What you have to do -
Look through the material below and show every line with the word "instead".

Information provided -

PR #9884, opened 2025-04-03
Create release.yml

metascroy:
Create release.yml for automatic GH release note generation


byjlw (approved):
it would be cool to have this broken in sub category so backends are under a backend top level category

PR #9895, opened 2025-04-04
Arm backend: Add info message to assertions in fold_qdq_with_annotated_qparams_pass

Sebastian-Larsson:
Add explanation for why the asserts would trigger.


zingo:
qnn fails are unrelated

zingo (approved):

PR #15139, opened 2025-10-15
Dedup constants in emitter

lucylq:
### Summary
Fix bug where if we have two constants with different names but the same data, the second one is not saved and results in missing tensor. (This happened in quant flows).

### Test plan
```
python -m unittest executorch.exir.emit.test.test_emit.TestEmit.test_constant_tagged_tensor_dedup 
```

### DIFF
--- a/exir/emit/_emitter.py
+++ b/exir/emit/_emitter.py
@@ -372,6 +372,21 @@ class _Emitter(torch.fx.Interpreter):
             )
         return allocation_info
 
+    def _save_to_external_constant_map(
+        self,
+        fqn: str,
+        buffer_idx: int,
+        constant_tag: str,
+    ) -> None:
+        """
+        Saves external constant to the map.
+        """
+        # buffer data should be in the external_constant_buffer already.
+        assert buffer_idx < len(self.program_state.external_constant_buffer)
+        if constant_tag not in self.program_state.external_constant_map:
+            self.program_state.external_constant_map[constant_tag] = {}
+        self.program_state.external_constant_map[constant_tag][fqn] = buffer_idx
+
     def _save_new_const_tensor(
         self,
         spec: TensorSpec,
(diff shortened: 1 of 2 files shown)


exir/emit/_emitter.py
```diff
@@ -466,6 +466,15 @@ def _tensor_spec_to_evalue(
...
                 buffer_idx = self.program_state.external_constant_hash.get(hashed, -1)
+                if buffer_idx != -1:
+                    # Save the constant tag for the external tensor
+                    if constant_tag not in self.program_state.external_constant_map:
+                        # pyre-ignore Undefined attribute [16]: `Optional` has no attribute `fully_qualified_name`.
+                        self.program_state.external_constant_map[constant_tag] = {}
+                    # pyre-ignore Undefined attribute [16]: `Optional` has no attribute `fully_qualified_name`.
+                    self.program_state.external_constant_map[constant_tag][
+                        spec.extra_tensor_info.fully_qualified_name
+                    ] = buffer_idx
```
mergennachin: also please assert that constant_tag is not None
can you deduplicate this code. i think there's another place in this file doing the same logic

exir/emit/_emitter.py
```diff
@@ -466,6 +466,15 @@ def _tensor_spec_to_evalue(
                 and spec.extra_tensor_info.location == TensorDataLocation.EXTERNAL
             ):
                 buffer_idx = self.program_state.external_constant_hash.get(hashed, -1)
+                if buffer_idx != -1:
+                    # Save the constant tag for the external tensor
```
mergennachin: Write a big inline comment on why this is necessary. This is quite subtle.

exir/emit/test/test_emit.py
```diff
@@ -1719,6 +1719,45 @@ def forward(self, x):
         self.assertEqual(external_map["linear.weight"], 0)
         self.assertEqual(external_map["linear.bias"], 1)
 
+    def test_constant_tagged_tensor_dedup(self) -> None:
```
mergennachin, line 1722: also add another test with 4 identical constants

mergennachin (approved):

lucylq:
thanks for the comments @mergennachin! Updated.

PR #15148, opened 2025-10-15
NXP Backend: Add pass to remove unnecessary Quantize/Dequantize nodes.

MartinPavella:
### Summary
This PR adds an edge dialect pre-processing pass to remove some Q/DQ nodes. This enables some non-delegated nodes (which run on the CPU) to run in directly in int8 and avoid the QDQ compute overhead. This improves the inference speed (by eliminating the need to artificially quantize and de-quantize input and output values.

### Test plan
Unit tests provided.

cc @robert-kalmar

### DIFF
--- a/backends/nxp/backend/edge_helper.py
+++ b/backends/nxp/backend/edge_helper.py
@@ -125,3 +125,14 @@ def previous_non_qdq_node(node: Node, input_index: int = 0) -> Node | None:
             current_node = current_node.args[0]
         else:
             return current_node
+
+
+Scale = list[float] | float
+ZeroPoint = list[int] | int
+
+
+def get_quantization_parameters_for(node: Node) -> tuple[Scale, ZeroPoint] | None:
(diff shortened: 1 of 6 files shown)


backends/nxp/tests/test_turning_batch_first_gru_to_time_major.py
roman-janik-nxp, line 1: This shouldn't be there.

roman-janik-nxp (approved):

robert-kalmar:
Update the Summary, the pass has different intention: 

This PR adds an edge dialect pre-processing pass to remove some Q/DQ nodes. This enables some non-delegated nodes (which run on the CPU) to run in directly in int8 and avoid the QDQ compute overhead. This improves the inference speed (by eliminating the need to artificially quantize and de-quantize input and output values.

robert-kalmar (approved):

PR #15167, opened 2025-10-15
Add Llama xnnpack recipe

jackzhxng:


examples/models/llama/config/llama_xnnpack.yaml
```diff
@@ -0,0 +1,17 @@
...
+  metadata: '{"get_bos_id":128000, "get_eos_ids":[128009, 128001]}'
+
+model:
+  use_sdpa_with_kv_cache: True
+  use_kv_cache: True
+  dtype_override: fp32
+
+quantization:
+  qmode: 8da4w
+  group_size: 128
```
digantdesai, line 11: does this work OK, i.e. produce correct output?

jackzhxng: I haven't tried recently but I've definitely used this combination of parameters a few months ago when I was working on export_llm and it worked

jackzhxng: (aka these are some of the most common options)

digantdesai: Let me run it..

digantdesai: Seems to produce sane output. Let's land. CI?

digantdesai (approved):

examples/models/llama/config/llama_xnnpack.yaml
jackzhxng: Should already be covered in one of our many Llama CI tests! This combination params is pretty standard

PR #15168, opened 2025-10-15
Use torch 2.9 release packages

GregoryComer:
### Summary
Use release 2.9 packages for pytorch and domain libraries in preparation for the final 1.0 release. I'm following the pattern from https://github.com/pytorch/executorch/pull/13248.

### DIFF
--- a/.ci/docker/common/install_pytorch.sh
+++ b/.ci/docker/common/install_pytorch.sh
@@ -12,11 +12,11 @@ source "$(dirname "${BASH_SOURCE[0]}")/utils.sh"
 
 install_domains() {
   echo "Install torchvision and torchaudio"
-  pip install torchvision==0.24.0 torchaudio==2.9.0
+  pip install torchvision==0.24.0 torchaudio==2.9.0 --index-url https://download.pytorch.org/whl/cpu
 }
 
 install_pytorch_and_domains() {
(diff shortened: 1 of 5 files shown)


mergennachin:
Do you still need these lines? 

https://github.com/pytorch/executorch/blob/release/1.0/install_requirements.py#L150-L167

This will be invoked for people install from source in release branch. We should just rely on requirements-examples.txt

GregoryComer:
CI errors are apparently due to installing the CUDA version of torch. Looking into this now.
```
CMakeLists.txt:794 (find_package_torch)
  CMake Error at /opt/conda/envs/py_3.10/lib/python3.10/site-packages/torch/share/cmake/Caffe2/Caffe2Config.cmake:90 (message):
    Your installed Caffe2 version uses CUDA but I cannot find the CUDA
    libraries.  Please set the proper CUDA prefixes and / or install CUDA.
```

Edit: Added index-url back into the install_pytorch.sh script to use cpu variants. Re-testing.

GregoryComer:
> Do you still need these lines?
> 
> https://github.com/pytorch/executorch/blob/release/1.0/install_requirements.py#L150-L167
> 
> This will be invoked for people install from source in release branch. We should just rely on requirements-examples.txt

Done. Good catch.

kirklandsign (approved):

larryliu0820 (approved):

PR #15170, opened 2025-10-15
[CoreML] Add retry logic to database/key-value store

metascroy:
This PR introduces changes to the database and key-value store to retry if there are certain kinds of failures.

I've confirmed it can recover and re-create the DB if the DB is deleted during predictions.

The "std::cout" statements will be removed before landing.

### DIFF
--- a/backends/apple/coreml/runtime/kvstore/database.cpp
+++ b/backends/apple/coreml/runtime/kvstore/database.cpp
@@ -8,6 +8,7 @@
 
 #include <database.hpp>
 
+#include <iostream> // @nocommit
 #include <sqlite_error.hpp>
 
 namespace {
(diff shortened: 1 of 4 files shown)


metascroy:
@cymbalrush can you have a look?

cymbalrush:
@metascroy do we know for sure if the database file is being deleted?
All reads and writes to the database happen on the sync queue ([ETCoreMLAssetManager.mm](https://github.com/pytorch/executorch/blob/main/backends/apple/coreml/runtime/delegate/ETCoreMLAssetManager.mm)), so access should be fully serialized. An SQLite transaction shouldn’t fail under serialized access.

If the database file is being deleted, that’s concerning — the OS will not automatically remove files from the Application Support directory. If the application itself is deleting it, can we exclude this file from that process?

Also, could we log the SQLite error code to confirm what’s actually failing? is it failing when the app is backgrounded?

PR #15180, opened 2025-10-16
[aoti-et] Store weights outside of .so

larryliu0820:
This pull request introduces significant changes to how model constants (weights) are packaged and loaded in the CUDA backend, improving modularity and flexibility. It also updates the runner APIs to support more flexible loading modes and bumps PyTorch commit pins and nightly version references.

**Packaging and Loading Model Constants:**

* Model constants are now separated from the `.so` file and stored as a binary blob on disk, rather than being packaged directly into the shared object. The preprocessing logic in `cuda_backend.py` is updated to handle the new file outputs and manage cleanup. [[1]](diffhunk://#diff-5b5ea2257772b3aba04b2534f5ea1429a0c631bfd25a7ef531f526e76c471d7aL149-R153) [[2]](diffhunk://#diff-5b5ea2257772b3aba04b2534f5ea1429a0c631bfd25a7ef531f526e76c471d7aL165-R211)
* The C++ CUDA backend (`cuda_backend.cpp`) now loads the new weights blob from the named data map and feeds it into the model container using a newly added API function. The buffer is freed immediately after use for better resource management. [[1]](diffhunk://#diff-a4b17eccf1aa933837671c5184e02bc815d934a362344bb2b17b789cdfaa5375R153-R154) [[2]](diffhunk://#diff-a4b17eccf1aa933837671c5184e02bc815d934a362344bb2b17b789cdfaa5375R183-R195)

**API and Infrastructure Updates:**

* A new function pointer type, `AOTInductorModelUpdateConstantsFromBlobFunc`, is added to the delegate handle structure in `aoti_delegate_handle.h` to support updating model constants from a binary blob. [[1]](diffhunk://#diff-0598c198d53bf756f6013186ea3155f15ddef247aa863e83ef30f27991b3a0a7R74-R78) [[2]](diffhunk://#diff-0598c198d53bf756f6013186ea3155f15ddef247aa863e83ef30f27991b3a0a7R95)
* The CUDA backend now loads this new symbol from the shared object at runtime.

**Runner API Improvements:**

* The multimodal runner API is updated to accept a `Module::LoadMode` parameter, allowing for more flexible loading options such as memory mapping. This change is propagated through helper functions and their headers. [[1]](diffhunk://#diff-0ac16dbe4eaefa08e21fbda582fe2cd2b482f43aaedfc1bf2f31becf5e7bb843L322-R322) [[2]](diffhunk://#diff-005ac94c6b217e02d652aafc206d36b2ec1190af36aa0a632fd406975dfc2600L271-R272) [[3]](diffhunk://#diff-005ac94c6b217e02d652aafc206d36b2ec1190af36aa0a632fd406975dfc2600L281-R284) [[4]](diffhunk://#diff-ac7a381a7828a6f1a543d2beab4cf503c2d3547ab86821c8e1777df9305108aaL143-R144)

**Dependency Updates:**

* The PyTorch commit pin is updated in `.ci/docker/ci_commit_pins/pytorch.txt` and the nightly version is bumped in `torch_pin.py` for compatibility with the new packaging logic. [[1]](diffhunk://#diff-e873e85ae7aa52ebeadb13a27cf83eff1891b1011e27f94ec040eb8407893c5eL1-R1) [[2]](diffhunk://#diff-9665391232bd21d4ee0a293cbc7f76d99db902ab1e6e045a59f9a132325babc9L2-R2)


backends/cuda/cuda_backend.py
```diff
@@ -162,25 +165,50 @@ def preprocess(
...
+            if path.endswith(".wrapper.so"):
+                so_path = path
+            elif path.endswith(".wrapper_weights.blob"):
+                blob_path = path
+
+        if so_path is None:
+            raise RuntimeError(
+                f"Could not find .wrapper.so file in compiled paths, got {paths}"
+            )
+
```
mergennachin, line 190: check if existence/non-existence of blob_path matches the options

backends/cuda/runtime/cuda_backend.cpp
```diff
@@ -83,6 +83,12 @@ class ET_EXPERIMENTAL CudaBackend final
 
     LOAD_SYMBOL(handle, run, AOTInductorModelContainerRun, so_handle);
 
+    LOAD_SYMBOL(
+        handle,
+        update_constants_from_blob,
+        AOTInductorModelUpdateConstantsFromBlob,
+        so_handle);
```
mergennachin: This is not backwards compatible

LOAD_SYMBOL fails if the symbol doesn't exist. 

We sometimes need to load the old style .so files -- without the weight embedded into so

backends/cuda/runtime/cuda_backend.cpp
```diff
@@ -172,6 +180,19 @@ class ET_EXPERIMENTAL CudaBackend final
...
+    auto buffer_res = named_data_map->get_data(weights_blob_key.c_str());
+    if (buffer_res.ok()) {
+      ET_LOG(Info, "Found %s in named data map", weights_blob_key.c_str());
+      const void* weights_blob = buffer_res->data();
+      // Feed the weights blob into the container. Under the hood it's copying
+      // weights, so we should free the buffer immediately.
+      ET_CHECK_OK_OR_RETURN_ERROR(handle->update_constants_from_blob(
+          handle->container_handle, static_cast<const uint8_t*>(weights_blob)));
+      buffer_res->Free();
+    }
```
mergennachin, line 188: if !buffer_res.ok() then why does it keep continue? in the else case, assert that handle->update_constants_from_blob == nullptr so that we can handle the old-style .so file without weights

backends/cuda/runtime/cuda_backend.cpp
```diff
@@ -172,6 +180,19 @@ class ET_EXPERIMENTAL CudaBackend final
...
     handle->container_handle = container_handle;
 
+    // Look into named data map for constant data
+    std::string weights_blob_key =
+        method_name.empty() ? "weights_blob" : method_name + "_weights_blob";
+    auto buffer_res = named_data_map->get_data(weights_blob_key.c_str());
+    if (buffer_res.ok()) {
+      ET_LOG(Info, "Found %s in named data map", weights_blob_key.c_str());
+      const void* weights_blob = buffer_res->data();
+      // Feed the weights blob into the container. Under the hood it's copying
```
mergennachin, line 183: assert that update_constants_from_blob!=nullptr

backends/cuda/runtime/cuda_backend.cpp
larryliu0820: My understanding is this will always be there? @yushangdi can you confirm?

larryliu0820: I guess we won't have it before this API is added to pytorch/pytorch that's true.

backends/cuda/runtime/cuda_backend.cpp
```diff
@@ -60,29 +53,31 @@ class ET_EXPERIMENTAL CudaBackend final
   Error load_function_pointers_into_handle(
       void* so_handle,
       AOTIDelegateHandle* handle) const {
-    LOAD_SYMBOL(
-        handle,
-        create_with_device,
-        AOTInductorModelContainerCreateWithDevice,
-        so_handle);
+#define LOAD_SYMBOL(member, name)                                           \
```
JacobSzwejbka: can you do this in a follow up so there arent merge conflicts with https://github.com/pytorch/executorch/pull/15183

examples/models/voxtral/multimodal.cpp
```diff
@@ -319,7 +319,7 @@ int32_t main(int32_t argc, char** argv) {
   // Create multimodal runner
   std::unique_ptr<::executorch::extension::llm::MultimodalRunner> runner =
       ::executorch::extension::llm::create_multimodal_runner(
-          model_path, std::move(tokenizer), data_path);
+          model_path, std::move(tokenizer), data_path, Module::LoadMode::Mmap);
```
JacobSzwejbka, line 322: lol so we were loading from disk -> writing to heap -> writing to disk -> loading temp from disk -> writing to cuda.

extension/llm/runner/llm_runner_helper.h
```diff
@@ -140,6 +140,7 @@ ET_EXPERIMENTAL std::unique_ptr<TextLLMRunner> create_text_llm_runner(
 ET_EXPERIMENTAL std::unique_ptr<MultimodalRunner> create_multimodal_runner(
     const std::string& model_path,
     std::unique_ptr<::tokenizers::Tokenizer> tokenizer,
-    std::optional<const std::string> data_path = std::nullopt);
+    std::optional<const std::string> data_path = std::nullopt,
+    Module::LoadMode load_mode = Module::LoadMode::File);
```
JacobSzwejbka, line 144: I think mmap is the better default. Its experimental so changing the behavior is fine

backends/cuda/runtime/cuda_backend.cpp
mergennachin: @larryliu0820 - i guess my question is whether there will be .so file only without the weight_blob

larryliu0820: Yep updated

examples/models/voxtral/multimodal.cpp
larryliu0820: That's for the .so yeah. For the weights, we mmap it and then copy to cuda memory.

backends/cuda/runtime/cuda_backend.cpp
swolchok: would `aoti_dso_buffer` or `aoti_so_buffer` be a better name for this variable? I thought it was either a GPU buffer or a buffer containing cubin, but it's neither.

backends/cuda/runtime/cuda_backend.cpp
```diff
@@ -172,6 +169,19 @@ class ET_EXPERIMENTAL CudaBackend final
...
 
+    // Look into named data map for constant data
+    std::string weights_blob_key =
+        method_name.empty() ? "weights_blob" : method_name + "_weights_blob";
+    auto buffer_res = named_data_map->get_data(weights_blob_key.c_str());
+    if (buffer_res.ok() && handle->update_constants_from_blob != nullptr) {
+      ET_LOG(Info, "Found %s in named data map", weights_blob_key.c_str());
+      const void* weights_blob = buffer_res->data();
+      // Feed the weights blob into the container. Under the hood it's copying
+      // weights, so we should free the buffer immediately.
```
swolchok, line 184: the weights are mmapped, so this isn't halving the maximum amount of weights we can handle, right? even so, seems unfortunate that we have to copy and therefore can't keep them simply mmapped though; peak CPU memory now needs to hold them, right?

backends/cuda/cuda_backend.py
```diff
@@ -162,25 +165,49 @@ def preprocess(
...
 
         named_data_store = NamedDataStore()
         method_name = CudaBackend.method_name_from_compile_specs(compile_specs)
+
+        # Keep the so file in the NamedDataStore, so that it can be packaged into the .pte file.
+        named_data_store.add_named_data(method_name + "_so_blob", so_data, 1, None)
+
+        # Add weights blob to named data store
+        with open(blob_path, "rb") as f:
+            blob_data = f.read()
```
swolchok, line 203: I imagine we may want to mmap this in the future so that we can work with weights that don't necessarily all fit into CPU memory at once, but I guess that's not a goal for our first cut at the problem?

backends/cuda/runtime/cuda_backend.cpp
larryliu0820: Feel free to merge #15183, I can rebase this one.

backends/cuda/runtime/cuda_backend.cpp
yushangdi: > My understanding is this will always be there? @yushangdi can you confirm?

It will always exist for anything compiled using the pytorch commit after the PR landed. https://github.com/pytorch/pytorch/commit/77bf23d85c47d6b89a6bd7839b41fa97f6ede7c4

> my question is whether there will be .so file only without the weight_blob

It's possible depending on which flag you use. If you use `package_constant_on_disk_format = "binary_blob"`, then the weight_blob file will always exist. Otherwise, there will not be the weight blob file.

backends/cuda/runtime/cuda_backend.cpp
larryliu0820: > this isn't halving the maximum amount of weights we can handle, right?

Good point, let me test this on my RTX 5080.

> seems unfortunate that we have to copy and therefore can't keep them simply mmapped though

Yeah would be good if aoti can just take it without copying.

backends/cuda/cuda_backend.py
larryliu0820: the .so file should never contain weights, since it will have to go through a read-write roundtrip to be able to dlopen().

extension/llm/runner/llm_runner_helper.h
larryliu0820: I'll leave it to another PR. Here I'm not changing the default.

backends/cuda/runtime/cuda_backend.cpp
yushangdi: > Yeah would be good if aoti can just take it without copying.

I might be missing something here, but I assume you're mmaping into the CPU memory right? AOTI copies it into the CUDA memory, and since we're running this on CUDA, we have to copy it to CUDA some time.

larryliu0820: Is there a mmap equivalent on CUDA? If so, on ET side we can create a dataloader to directly load into CUDA memory.

yushangdi: I guess you can use GPUDirect Storage.

JacobSzwejbka (approved):

backends/cuda/cuda_backend.py
mergennachin: Only check for blob_path is None if package_constant_on_disk_format option is set to "binary_blob"

GregoryComer:
FYI Unit test jobs on trunk seem to be failing consistently since this PR due to OOM. I'm looking at bumping the runner size in #15400, but figured I'd mention it since there might a peak memory regression. I'm not sure why it passed on the PR, though. CC @larryliu0820

larryliu0820:
> FYI Unit test jobs on trunk seem to be failing consistently since this PR due to OOM. I'm looking at bumping the runner size in #15400, but figured I'd mention it since there might a peak memory regression. I'm not sure why it passed on the PR, though. CC @larryliu0820

Hmm majority of the changes in this PR are specific to CUDA. I would assume the OOM is caused by pytorch pin bump which happen to be in this PR as well.

PR #15182, opened 2025-10-16
Qualcomm AI Engine Direct - Suite operator fix part 3

winskuo-quic:
### Summary

- Supports transpose_conv with per_channel_quant. Previously, transpose_conv per_channel_quant is not done correctly, as the channel should be ch_axis=1 instead of ch_axis=0.
- Some test suite operators are using random values instead of desired input. These operations require specific range to prevent `NaN` as output.

### Test plan
UT added

cc @cccclai @shewu-quic @haowhsu-quic @DannyYuyang-quic @cbilgin

### DIFF
--- a/backends/qualcomm/builders/node_visitor.py
+++ b/backends/qualcomm/builders/node_visitor.py
@@ -153,6 +153,13 @@ class NodeVisitor:
         scales, scale_offset, quantized_scales = quant_attrs[QCOM_SCALE], [], []
         # channel in observers defaults to zero
         num_channels = node.meta["val"].shape[0]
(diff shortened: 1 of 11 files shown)


winskuo-quic:
Hi @cccclai,
This PR works on fixing  conv_transpose per_channel quant. We should be able to get 5 or more conv_transpose tests fixed for each quant config.

Hi @GregoryComer 
I have updated some suite_operator test that is using **random input** instead of **desired random input**. Please let me know if it makes sense to you.

Thanks

cccclai (approved):
Thank you!

PR #15183, opened 2025-10-16
platform layer for windows and linux compatibility in cuda_backend

JacobSzwejbka:
### Summary
Abstract away posix apis which are not on windows.

Future PRs are coming quick. Should be a no-op for linux builds though and this file is under a lot of active refactoring and development so I want to quit having to rebase changes.


larryliu0820 (approved):

larryliu0820:
How do you test this?

JacobSzwejbka:
> How do you test this?

I have not tested the windows impl really (half of ET/extensions doesnt build with msvc yet). Linux is protected by CI though and the bigger thing to get through here is the refactor so that we dont keep merge conflicting each other.

PR #15197, opened 2025-10-16
Msvc inline macros

JacobSzwejbka:
### Summary
Add MSVC support to inline macro

### Test plan
Manual testing for now. Will add CI support when I get a full msvc build working.


Gasoonjia (approved):
trust you

runtime/platform/compiler.h
```diff
@@ -55,9 +55,17 @@
  */
 
 #define ET_NORETURN [[noreturn]]
+
+// Inline/NoInline
+#if defined(_MSC_VER)
+#define ET_NOINLINE __declspec(noinline)
+#define ET_INLINE __forceinline
+#define ET_INLINE_ATTRIBUTE
```
swolchok: looks like ET_INLINE_ATTRIBUTE is unused and should simply be deleted?

swolchok (approved):
matches c10, seems legit

PR #15200, opened 2025-10-16
Remove ET_UNWRAP usage

JacobSzwejbka:
Summary: Has issues with MSVC, so reintroduce the minor boilerplate. 

Differential Revision: D84844855


shoumikhin:
What was the issue?
It'd be nice to keep using the macro for brevity.

JacobSzwejbka:
> What was the issue? It'd be nice to keep using the macro for brevity.

Statement expressions are not supported in msvc so in general its not very portable. I have run into issues with it on windows MSVC trying to set up the cuda voxtral demo.

larryliu0820 (approved):

PR #15202, opened 2025-10-16
Add fpu embedded target to EthosUBackend

Daksh-Shami:
Summary: We need to add embedded fpu target as well for EthosUBackend as Arm FVP platform can use that for tests for some models.

Differential Revision: D84284543


swolchok (approved):

PR #15214, opened 2025-10-17
audio float API

kirklandsign:
### Summary
Some audio inputs are float[]
### Test plan
CI

cc @cbilgin

### DIFF
--- a/extension/android/jni/jni_layer_llama.cpp
+++ b/extension/android/jni/jni_layer_llama.cpp
@@ -340,6 +340,29 @@ class ExecuTorchLlmJni : public facebook::jni::HybridClass<ExecuTorchLlmJni> {
   }
 
   // Returns status_code
+  jint append_audio_input_float(
+      facebook::jni::alias_ref<jfloatArray> data,
+      jint batch_size,
+      jint n_bins,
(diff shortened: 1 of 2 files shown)


larryliu0820 (approved):

extension/android/jni/jni_layer_llama.cpp
```diff
@@ -339,6 +339,29 @@ class ExecuTorchLlmJni : public facebook::jni::HybridClass<ExecuTorchLlmJni> {
...
+  jint append_audio_input_float(
+      facebook::jni::alias_ref<jfloatArray> data,
+      jint batch_size,
+      jint n_bins,
+      jint n_frames) {
+    if (data == nullptr) {
+      return static_cast<jint>(Error::EndOfMethod);
+    }
+    auto data_size = data->size();
+    if (data_size != 0) {
```
psiddh, line 352: So is this condition '    if (data_size == 0) {'   also considered ok / success in this flow ? We seem to return ok at Ln 362

kirklandsign: Good point. We can add a check in java. I just don't want it crash here.

PR #16249, opened 2025-12-15
Arm backend: Test partial quantization of models

martinlsm:
Run tests of partial quantization on MobileNetV2 and Llama using the INT+FP profile. The tests quantize only some layer types and runs the rest in floating point.


oscarandersson8218 (approved):
Unrelated failures

PR #16274, opened 2025-12-16
Arm backend: Fix two control flow bugs

Erik-Lundell:
Arm backend: Regularize submodules before processing them.
    
    Add a function _regularize_submodule that contains special
    handling needed for submodules. This mainly solves two problems:
    - Buffers in submodules are (currently) handled differently depending
      on whether they are from tracing or added in passes. The old solution
      tried avoiding having to add a new meta field, but was brittle.
      The new solution simply marks all all placeholders before passes.
    - The pass pipeline assumes the dim_order of inputs and outputs to match
      the actual dim_order (tosa_dim_order). We need to ensure this.

------------------------

    Arm backend: Fix while quantization
    
    The output of the while loop body can either re-enter
    the body, or exit the while loop. Therefore, A and B
    in the diagrambelow need to share the same quantization parameters.
    A -> while ( RESCALE -> ... -> RESCALE -> ) -> B
    
    Earlier tests happened to get equal qparams on the
    input and output, but this is not the general case.

### DIFF
--- a/backends/arm/process_node.py
+++ b/backends/arm/process_node.py
@@ -15,7 +15,6 @@ from executorch.backends.arm.operators.node_visitor import NodeVisitor
 from executorch.backends.arm.tosa.mapping import TosaArg, TosaSpecialDtype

Response area -
- Supports transpose_conv with per_channel_quant. Previously, transpose_conv per_channel_quant is not done correctly, as the channel should be ch_axis=1 instead of ch_axis=0.
- Some test suite operators are using random values instead of desired input. These operations require specific range to prevent `NaN` as output.
I have updated some suite_operator test that is using **random input** instead of **desired random input**. Please let me know if it makes sense to you.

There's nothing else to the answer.